I pull out my knives and ask, “Round two?”
He ignores me and looks to the ceiling, where his victim’s artistic pleas for freedom hang. He’s able to look past that, and all he sees is heaven. “Lord, may the blood on my hands honor you.”
The wolves disappear into the shadows.
He shrugs. His silk top falls on the floor to reveal boulder-sized shoulders, biceps, and triceps. I fear I’m making the wrong decision again and that with a little effort from those arms, he could pull my face from my skull. Doesn’t matter. I’ve made my choice. I have to fight.
Dream’s the first to pull out her gun. She blasts twice, and the sweet wisp of the silencer juts out. A refrigerator slides across the floor and blocks the shots.
That’s convenient.
Dream shoots twice more. The table full of Lue’s drawings flips in the air and shields Wulf as he roams toward us.
No way.
I pull out my knives, waiting for an opening.
The floor tilts backward like gravity doesn’t want to work anymore. I stumble with it, swinging my arms to get balance. With nothing to grab, I fall, and everything falls around me. Portraits fly in my face. I dodge the table’s descent and leap over a microwave. I reach for the wall. Nothing’s there. It’s gone.
The roof and walls are gone. The night air shocks me. Paper flies by us like bats in a cave. The table meteors to the ground, and the microwave explodes when it lands.

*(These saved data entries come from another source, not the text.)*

PR #426, opened 2018-05-17
Refactor VFP with new Planner API

sniyaz:
This PR has changes that use the new Planner API to refactor VFP.

Right now I've only refactored `planToEndEffectorOffset` by creating the new `VectorFieldConfigurationToEndEffectorOffsetPlanner` class. While these changes are looked over, I'll refactor `planToEndEffectorPose` as well.

**Summary of changes**

1) Create new `ConfigurationToEndEffectorOffsetPlanner` class for the `ConfigurationToEndEffectorOffset`  Problem.

2) Create `VectorFieldConfigurationToEndEffectorOffsetPlanner` class that extends the above and calls the old `planToEndEffectorOffset` method in `VectorFieldPlanner`.

**TODOs**

1) We need to figure out to handle the `startState` provided by `ConfigurationToEndEffectorOffset`. The old VFP code gets the current configuration from the metaSkeleton, so right now I just ignore this instance variable.

2) The old VFP code took `minDistance` and `maxDistance` for `planToEndEffectorOffset`. I provide these by taking a tolerance around the `signedDistance` provided by `ConfigurationToEndEffectorOffset`, but we should discuss whether this is appropriate (I also need to handle the negative case).

***

### DIFF
--- a/include/aikido/planner/ConfigurationToEndEffectorOffsetPlanner.hpp
+++ b/include/aikido/planner/ConfigurationToEndEffectorOffsetPlanner.hpp
@@ -1,0 +1,42 @@
+#ifndef AIKIDO_PLANNER_CONFIGURATIONTOENDEFFECTOROFFSETPLANNER_HPP_
+#define AIKIDO_PLANNER_CONFIGURATIONTOENDEFFECTOROFFSETPLANNER_HPP_
+
+#include "aikido/planner/ConfigurationToEndEffectorOffset.hpp"
+#include "aikido/planner/SingleProblemPlanner.hpp"
+#include "aikido/trajectory/Trajectory.hpp"
+
+namespace aikido {
+namespace planner {
+
+/// Base planner class for ConfigurationToEndEffectorOffset planning problem.
+class ConfigurationToEndEffectorOffsetPlanner
+    : public SingleProblemPlanner<ConfigurationToEndEffectorOffsetPlanner,
+                                  ConfigurationToEndEffectorOffset>
+{
+public:
+  // Expose the implementation of Planner::plan(const Problem&, Result*) in
+  // SingleProblemPlanner. Note that plan() of the base class takes Problem
+  // while the virtual function defined in this class takes SolverbleProblem,
+  // which is simply ConfigurationToEndEffectorOffset.
+  using SingleProblemPlanner::plan;
+
+  /// Constructor
+  ///
+  /// \param[in] stateSpace State space that this planner associated with.
+  explicit ConfigurationToEndEffectorOffsetPlanner(
+      statespace::ConstStateSpacePtr stateSpace);
+
+  /// Solves \c problem returning the result to \c result.
+  ///
+  /// \param[in] problem Planning problem to be solved by the planner.
+  /// \param[out] result Result of planning procedure.
+  virtual trajectory::TrajectoryPtr plan(
+      const SolvableProblem& problem, Result* result = nullptr)
+      = 0;
+  // Note: SolvableProblem is defined in SingleProblemPlanner.
+};
+
+} // namespace planner
+} // namespace aikido
+
+#endif // AIKIDO_PLANNER_CONFIGURATIONTOENDEFFECTOROFFSETPLANNER_HPP_
--- a/include/aikido/planner/ConfigurationToEndEffectorOffsetPlanner.hpp
+++ b/include/aikido/planner/ConfigurationToEndEffectorOffsetPlanner.hpp
@@ -39,6 +39,11 @@ public:
   /// Return ConstMetaSkeletonStateSpacePtr by performing a static cast on
   /// mStateSpace.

Wulf tilts the floor further, and I’m sliding backward on my back. I have nothing to grab. Everything rolls past me. I’m in the air, free falling. I grab onto the floor serving as a ledge.
Dream’s done the same. Her tiny feet dangle in the air. Lue hangs beside Dream on the ledge.
“Any chance you still have your knives?” Dream asks.
Moron.
I didn’t even realize I lost them in the chaos. Below me, either I imagine it or I could see the blades cracked into tiny pieces on the street below.
“Yeah, same for mine,” she says. “Backup weapons?”
“It’s all gone. I’ve got nothing to fight with.” I yell at Lue, “You could have told us he can control the building!”
“You weren’t supposed to come here!” she yells back.
I panic. I really may have overestimated myself here.
Another dead friend soon, and it’s all your fault.
It’s not my fault. I didn’t expect the whole floor to tilt and the walls to walk away.
Tell it at her funeral.
The room tilts forward. We obey the tilt, slaves to gravity. The wall behind Wulf fragments into flakes and disappears. The few amenities and art in the room crash to the ground or disappear by his will.
You’ve really improved this woman’s standard of living! I know a homeless guy who has a cardboard box for a house. I would love to see what you do for him.